The word "apply" marks the lines you need; copy each of them from the data.

[Stored data entries]

+===+

PR #68, opened 2015-01-13
create directory before exec

f3rr:
create directory before exec, otherwise exec will fail because of missing directory


xaque208:
Cheers, thanks.

PR #69, opened 2015-02-07
Exec calls should have a full path.

robbat2:
Error: Failed to apply catalog: Validation of Exec[unbound-control-setup]
failed: 'unbound-control-setup -d /etc/unbound' is not qualified and no path
was specified. Please qualify the command or specify a path. at
.../modules/unbound/manifests/remote.pp:25


robbat2:
I'm going to reopen with just this change.

PR #70, opened 2015-02-07
unbound-checkconf: validate new conf before use

robbat2:
I managed to quietly break my unbound because of the merge order of
stubs; so add some validation now.

### DIFF
--- a/manifests/init.pp
+++ b/manifests/init.pp
@@ -68,6 +68,8 @@ class unbound (
   $val_permissive_mode          = $unbound::params::val_permissive_mode,
   $verbosity                    = $unbound::params::verbosity,
   $custom_server_conf           = $unbound::params::custom_server_conf,
+  $checkconf_enable             = $unbound::params::checkconf_enable,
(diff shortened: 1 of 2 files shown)


igalic:
i like the general idea, but we still have a global ordering [that says](https://github.com/xaque208/puppet-unbound/blob/master/manifests/init.pp#L133-L135):
```puppet
concat { $config_file:
  notify => Service[$service_name],
}
```
***
i'd prefer those two commits to be merged.

robbat2:
Squashed as requested.

If we wanted to require the checkconf passes, we could also add Exec['checkconf'] to the service require if $checkconf_enable is true.

xaque208:
If we made this check as default, we would be able to get rid of the notify that igalic pointed to.  I'ld almost be in favor of that, since it would mean that we check the state of the config before every service reload, which I think I'd prefer as a user anyway.

xaque208:
Closing in favor of https://github.com/xaque208/puppet-unbound/pull/84

PR #71, opened 2015-02-07
Ensure local-zone is always under server.

robbat2:
If you create resources with stub before local-zone, the local-zone
entries end up in the stubs, causing a validation failure.

To solve this, force the stubs to come later in the configuration file.

Example code to trigger the bug (with the hashes non-empty):
create_resources(unbound::stub, hiera_hash('unbound::zones::stub', {}), {})
create_resources(unbound::local_zone, hiera_hash('unbound::zones::local', {}), {})

### DIFF
--- a/manifests/stub.pp
+++ b/manifests/stub.pp
@@ -12,7 +12,7 @@ define unbound::stub (
   $config_file = $unbound::params::config_file
 
   concat::fragment { "unbound-stub-${name}":
-    order   => '05',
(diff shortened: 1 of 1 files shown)


igalic:
i wish concat fragment had a `before` that you could use on tags, or title matches…

xaque208:
@igalic That would be a nice feature of concat.

I'm +1 on this, but I've not validated the issue.

PR #72, opened 2015-02-07
Exec calls should have a full path.

robbat2:
Error: Failed to apply catalog: Validation of Exec[unbound-control-setup]
failed: 'unbound-control-setup -d /etc/unbound' is not qualified and no path
was specified. Please qualify the command or specify a path. at
.../modules/unbound/manifests/remote.pp:25

### DIFF
--- a/manifests/params.pp
+++ b/manifests/params.pp
@@ -91,6 +91,7 @@ class unbound::params {
   $conf_d                     = "${confdir}/conf.d"
   $config_file                = "${confdir}/unbound.conf"
   $control_enable             = false
+  $control_setup_path         = '/usr/sbin/unbound-control-setup'
   $directory                  = $confdir
   $dlv_anchor_file            = undef
   $do_ip4                     = true
--- a/manifests/remote.pp
+++ b/manifests/remote.pp
@@ -23,7 +23,7 @@ class unbound::remote (
   }
 
   exec { 'unbound-control-setup':
-    command => "unbound-control-setup -d ${confdir}",
+    command => "${unbound::params::control_setup_path} -d ${confdir}",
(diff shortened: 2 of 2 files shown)


manifests/params.pp
```diff
@@ -91,6 +91,7 @@
   $conf_d                     = "${confdir}/conf.d"
   $config_file                = "${confdir}/unbound.conf"
   $control_enable             = false
+  $control_setup_path         = '/usr/sbin/unbound-control-setup'
```
igalic: i'm pretty and sure that this will be different on different platforms…

maybe we should just use PATH in the exec?

robbat2: It needs to be fully specified, otherwise the catalog does not apply. If different platforms have it elsewhere, just move it in params to select based on OS/etc or override with hiera.

xaque208: I think what @igalic is suggesting, is that do avoid having to add the full path in params, is to add a `path =>` paramater to the `exec` resource.  This way when the call is made to the command, puppet will look in the path for the binary.

igalic: exactly…
and that way it can easily be expanded to new platforms with different paths.

xaque208:
FWIW, I usually place an Exec {} in site.pp to include `path` so these kinds of things don't happen.  If we can address the hardcode for other platforms, I like this approach.  Perhaps an update to include path as a param on the exec calls would be better here.  I'm open to ideas here.

xaque208:
Well, its /usr/sbin/unbound-control-setup on both OpenBSD and FreeBSD, as they both ship with core.

igalic:
ohkay then

PR #75, opened 2015-02-25
Use str2bool so always-string data from hiera can still be used as if it...

rswarts:
... were a boolean

### DIFF
--- a/manifests/stub.pp
+++ b/manifests/stub.pp
@@ -17,7 +17,7 @@ define unbound::stub (
     content => template('unbound/stub.erb'),
   }
 
-  if $insecure == true {
+  if str2bool($insecure) == true {
     concat::fragment { "unbound-stub-${name}-insecure":
       order   => '01',
       target  => $config_file,


manifests/stub.pp
```diff
@@ -17,7 +17,7 @@
     content => template('unbound/stub.erb'),
   }
 
-  if $insecure == true {
+  if str2bool($insecure) == true {
```
xaque208: If I remember correctly, this will fail if $insecure is a string.

rswarts: > str2bool: This converts a string to a boolean. This attempts to convert strings that contain values such as '1', 't', 'y', and 'yes' to 'true' and strings that contain values such as '0', 'f', 'n', and 'no' to 'false'. Type: rvalue

It will also leave things that are already booleans intact. I have tested this on the strings "true" and "false" and it works fine.

xaque208: Okay, I must be remembering an older version of the module.

xaque208:
I'm +1 on this change, but could you tidy up the commit a bit so the first line is under 80 characters?

rswarts:
Of course, will this do?

igalic:
yes! thanks @rswarts!

PR #78, opened 2015-03-15
Set correct runtime dir

robinbowes:
On RHEL, runtime dir is ```/var/lib/unbound```


igalic:
pretty cool, after merging #77, this one's now unmergable :(

igalic:
merged this manually

Issue #111, opened 2018-07-12
Code: better way to define query helpers that need container context


clint-tseng:
Right now the query module system assumes that everything returned by a query function is a `FutureQuery`, or at least a `Promise` of some kind. But this precludes the ability to write a query function that's just a helper, which does not perform its own computation.

This is made doubly problematic by the fact that the function result is `.then()`ed, which forces an execution state for the query when actually you want to get the chain back to do something with (like `.stream()`.

See the submissions query module for an example of working around this, which is to manually pass container state to the helper, which is staged outside the module system. This works for now, but we should come up with a better way to do this before we end up with more helper funcs.

PR #139, opened 2018-10-07
Exclude 'xml' field when X-Extended-Metadata is false

### LINKED ISSUE #103: RESTful form list without XML
`GET /formList` provides an XML list of available forms. `GET /forms` provides a similar json list but with full form XML included.

@tiritea suggests in Slack that a listing without XML through `/forms` would be helpful. Perhaps the form XML could be considered extended metadata.

akshay-ap:
Closes #103 
Modified database select query to exclude `xml` field to produce the following response: 
```
[
    {
        "xmlFormId": "TestForm",
        "version": "",
        "state": "open",
        "hash": "155afd06b2531d726058a5c0ef726817",
        "name": "TestForm",
        "createdAt": "2018-10-07T07:59:22.389Z",
        "updatedAt": null
    }
]
```

### DIFF
--- a/lib/model/query/forms.js
+++ b/lib/model/query/forms.js
@@ -46,7 +46,7 @@ module.exports = {
   // the modifier allows custom chaining to be inserted into the query, which is used
   // above in getOpen().
   _get: (extended = false, modifier = identity) => ({ db, Form, Actor }) => ((extended === false)
-    ? db.select('*')
+    ? db.select(Form.fields().filter((field)=> field != 'xml'))
       .from('forms')
       .modify(modifier)
       .where({ deletedAt: null })


akshay-ap:
This change breaks OData requests:
```
curl -X GET \
  'http://localhost:8383/v1/forms/TestRatingWidgetnnn.svc/$metadata' \
  -H 'Authorization: Bearer mASpT9Pn6364FIZtWhtACB5IUQ0ki1bA9Vcv8GXDa2I3A29qGF3a9vSIO1!lZExC' \
```
Removing `xml` field from database `select` query is not a right approach. I am trying to find a better way to remove `xml` field from result.

clint-tseng:
Certainly removing the `xml` field unconditionally from all queries will be a problem, yes.

This is a weird case; in the past, the non-extended metadata response has always included all the data local to its own table, and extended metadata has always been a request to get _more_ data by joining with other tables, etc. This is the first time we desire to have the non-extended metadata _not_ include a field that naturally _does_ come back with the database request.

What this means is that we can no longer treat extended metadata as purely a database query formulation concern, because as you see with the OData failure we do expect internally to get all our local fields back when we ask for them.

I see three likely responses:

1. Filter the field out at the HTTP layer, in the `.get()` handler itself. This is the most logical and clean short-term solution, but will become ugly and dangerous if allowed to spread as a pattern.
2. Make instances understand the concept of `forExtendedApi` vs `forApi` (or similar) and have the instance filter out the extraneous fields.
3. Establish three standard database query paths: internal, nonextended, and extended. This would likely be easier handled if we tackled #111 and then standardized how query fragments are put together.

clint-tseng:
hi: since this approach is fundamentally unworkable, i'm going to close this PR for now. we are still looking for a solution here, though, and please do file a new one if you figure out a better way to do this that doesn't break other parts of the system. thanks!

PR #142, opened 2018-10-10
new: add Sentry error handling/logging, incl mock for Sentryless config.

clint-tseng:
* also moved express service generation inside the generation block.
  * shouldn't ever have been a problem but it's "better".
* default configuration is done in the Central docker config.
* also surface exception details in Problem[500]s.
  * it's an open source project, shouldn't be a big deal.

### DIFF
--- a/config/default.json
+++ b/config/default.json
@@ -20,7 +20,8 @@
       "google": {
         "clientId": "660095633112-h7bhsjenhp1agd0c4v3cmqk6bccgkdu0.apps.googleusercontent.com",
         "clientSecret": "lzu2vK1NFqqd6Y5HiN-7ByvE"
-      }
+      },
+      "sentry": {}
     }
   },
   "test": {
--- a/lib/bin/run-server.js
+++ b/lib/bin/run-server.js
@@ -30,12 +30,15 @@ const mail = mailer(merge(config.get('default.email'), { env }));
 const googler = require('../outbound/google');
 const google = googler(config.get('default.external.google'));
 
+// get a sentry client.
+const Sentry = require('../util/sentry').init(config.get('default.external.sentry'));
+
 
 ////////////////////////////////////////////////////////////////////////////////
 // START HTTP SERVICE
 
 // initialize our container, then generate an http service out of it.
-const container = require('../model/package').withDefaults({ db, mail, env, google });
+const container = require('../model/package').withDefaults({ db, mail, env, google, Sentry });
 const service = require('../http/service')(container);
 
 // insert the graceful exit middleware.
--- a/lib/http/service.js
+++ b/lib/http/service.js
@@ -11,13 +11,15 @@
 // defined elsewhere into an actual Express service. The only thing it needs in
 // order to do this is a valid dependency injection context container.
 
-const service = require('express')();
-
 
 module.exports = (container) => {
+  const service = require('express')();
 
   ////////////////////////////////////////////////////////////////////////////////
   // PRERESOURCE HANDLERS
+
+  // apply the Sentry request hook.
+  service.use(container.Sentry.Handlers.requestHandler());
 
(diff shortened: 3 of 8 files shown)


clint-tseng:
@yanokwa still looking for a checkmark here

clint-tseng:
(since @lognaturel mentioned you should look)

yanokwa:
@clint-tseng Couple of quick things that I can see.

1. The tests are failing on CI. Is that expected behavior?
2. I can confirm Sentry shows the errors from your local machine. What would be ideal is if we could deploy this branch to some testing machine (maybe antinod.es) and confirm that the default config does report back to Sentry. Is that possible?
3. Can you explain a more what surface exception details in Problem[500] means and why shouldn't be a big deal. Because I don't know what it means, it sounds like there might be some data leakage about the person deploying Central.

clint-tseng:
1 yeah a PR since has fixed this but it's not part of this tree
2 yeah it'll be done in a few mins
3 i guess their dirtree will leak because the stack will report. do you feel like this is a problem?

clint-tseng:
https://sentry.io/opendatakit/central-backend/issues/722689578/events/34109731460/ this one flagged from antinod.es

yanokwa:
dirtree leakage isn't great. It'll tend to leak username, organization, or project name. If it's easy to remove, we should remove it. If it's a huge lift, then I'm fine keeping it because the data currently goes to trusted maintainers.

And I know we talked about this, but just so future ODKers have this in the public record, the error messages are all combined under one issue. It's not great, but it's work that we don't have the cycles for currently. If it becomes a huge pain, then we can look into fixing it.

clint-tseng:
oh. i should clarify. the goal was to make failures more debuggable _anywhere_ so the error details are surfaced it the 500 http response. because otherwise we have literally nothing to go on; this way at least some things appear. for instance for the one logged earlier it looks like this.

```
{
problemCode: 500.1, 
problemDetails: {
error: {
code: 22P02, 
column: [undefined], 
constraint: [undefined], 
dataType: [undefined], 
detail: [undefined], 
file: numutils.c, 
hint: [undefined], 
internalPosition: [undefined], 
internalQuery: [undefined], 
length: 90, 
line: 62, 
message: [Filtered], 
name: error, 
position: [undefined], 
routine: pg_atoi, 
schema: [undefined], 
severity: ERROR, 
stack: 
error: invalid input syntax for integer: "a"
    at Connection.parseE (/usr/odk/node_modules/pg/lib/connection.js:545:11)
    at Connection.parseMessage (/usr/odk/node_modules/pg/lib/connection.js:370:19)
    at Socket.<anonymous> (/usr/odk/node_modules/pg/lib/connection.js:113:22)
    at emitOne (events.js:116:13)
    at Socket.emit (events.js:211:7)
    at addChunk (_stream_readable.js:263:12)
    at readableAddChunk (_stream_readable.js:250:11)
    at Socket.Readable.push (_stream_readable.js:208:10)
    at TCP.onread (net.js:597:20)
, 
table: [undefined], 
where: [undefined]
}
}
}
```

it sounds like you'd rather this information not be available to user responses at least. but if we take this information out of sentry logging there is.. literally nothing left. just "hey a 500 happened!" and that's it. without a stack trace there is nothing to debug.

yanokwa:
Thanks for the clarification, @clint-tseng. I think having the stack trace *is* useful. It's just it'd be nicer if the error reporting was more what Sentry expected so the grouping could be better.  You are the one who is going to be looking at the crashes. And maybe improving that could be a nice contributor friendly issue.

clint-tseng:
since virtually everybody is deploying on `docker`, which isolates identifiable information (eg dirpath is always `/usr/odk/…`, we're punting on anonymization for now.

clint-tseng:
@yanokwa @lognaturel still looking for a checkmark here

+===+

Reply:
Error: Failed to apply catalog: Validation of Exec[unbound-control-setup]
Error: Failed to apply catalog: Validation of Exec[unbound-control-setup]
robbat2: It needs to be fully specified, otherwise the catalog does not apply. If different platforms have it elsewhere, just move it in params to select based on OS/etc or override with hiera.
+  // apply the Sentry request hook.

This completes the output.